◆ **Instructions for the task**: All the entries that follow are to be returned exactly.

◆ **Data shown**:
━━━━━━━━━━━━━━━━

PR #9023, opened 2023-01-06
Zip downloads if item has multiple streams

GermanCoding:
**Changes**

Allows to conveniently download additional items (external subtitles, external audio etc) on items. These should now all be downloaded in a single zip.

The ZIP file is generated on the fly (streaming copy). No compression is used for performance, since media files are usually incompressible anyway this should not increase filesizes noticeably.

**Issues**
N/A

━━━━━━━━━━━━━━━━

◆ **Output below**:
PR #9023, opened 2023-01-06
Zip downloads if item has multiple streams

GermanCoding:
**Changes**

Allows to conveniently download additional items (external subtitles, external audio etc) on items. These should now all be downloaded in a single zip.

The ZIP file is generated on the fly (streaming copy). No compression is used for performance, since media files are usually incompressible anyway this should not increase filesizes noticeably.

**Issues**
N/A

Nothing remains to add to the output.